Jesus Cristo já não é apenas o “porta-voz” da ordem divina: Ele é a própria ordem divina que se apresenta, curando e reintegrando a ordem humana na sua origem e sentido. Daí por diante, nenhuma ordem local, nenhuma sociedade historicamente dada terá mais o direito de encarnar, por si, a verdade. Todas sabem que “verdade” e “comunidade” não são termos mutuamente conversíveis. Todas sabem que são mortais, reflexos transitórios da verdade imortal que as gera e suprime. Reinos, principados, repúblicas cedem às injunções da ordem invisível e, humildemente, buscam modelar-se por ela.
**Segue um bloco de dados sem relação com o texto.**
PR #538, opened 2023-09-30
feat(ci): valgrind check for memory leaks

wdconinc:
This adds a new ci check that runs valgrind on the main geometries, and fails out if non-suppressed errors are found. It also prints out the additions to the suppressions file that would be required if it turns out that the error is a false positive.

Há entre esses quatro grandes momentos — o teatro grego, a filosofia, a lei mosaica e o nascimento de Cristo — uma convergência tão patente, que negá-la seria recusar a própria base de nossas vidas: pois tudo o que somos e fazemos, desde então, se funda no reconhecimento de uma verdade universal que transcende as pretensões das comunidades históricas e jamais é conhecida por completo. Tudo: ciência, moral, direito, liberdade, dignidade e valor da existência. Essa verdade, que começa por se insinuar obscuramente nos enredos dos dramaturgos e termina por iluminar a Terra inteira como presença do Logos encarnado, é, para nós, tudo. Nela “vivemos, nos movemos e somos”, dirá o Apóstolo. Sem ela, somos apenas a tribo cega que, do fundo da caverna, se autoproclama o único Sol.
Mas, hoje em dia, essa ilusão arrogante volta a imperar. Doutores e príncipes, escribas e fariseus, ricos e pobres, cardeais e comissários do povo negam toda verdade superior às suas autoridades reunidas e proclamam o reinado absoluto do “consenso”. Sua vontade é lei. A cada geração, o apelo da ordem universal torna-se mais inaudível, cada nova sociedade faz da sua assembléia o topo e o limite da consciência possível. Tudo o que esteja para além da assembléia é “o outro”, é erro, ilusão, rebelião odiosa. Assim decretaram o nazismo, o fascismo e o socialismo. A própria democracia, enfeitiçada por eles, esquece o legado grego, judaico e cristão que a originou e condena às trevas exteriores tudo o que fuja ao “consenso”. Passados dois milênios do nascimento de Cristo, voltamos à vivência tribal da verdade como identidade do “nós” contra “eles”. É o que Carl Schmitt chamava “política”.
Por isto, neste Natal de 2002, minha prece é: Por cima de todos os “consensos”, Senhor, concede-nos o dom de buscar, amar e obedecer à Tua verdade.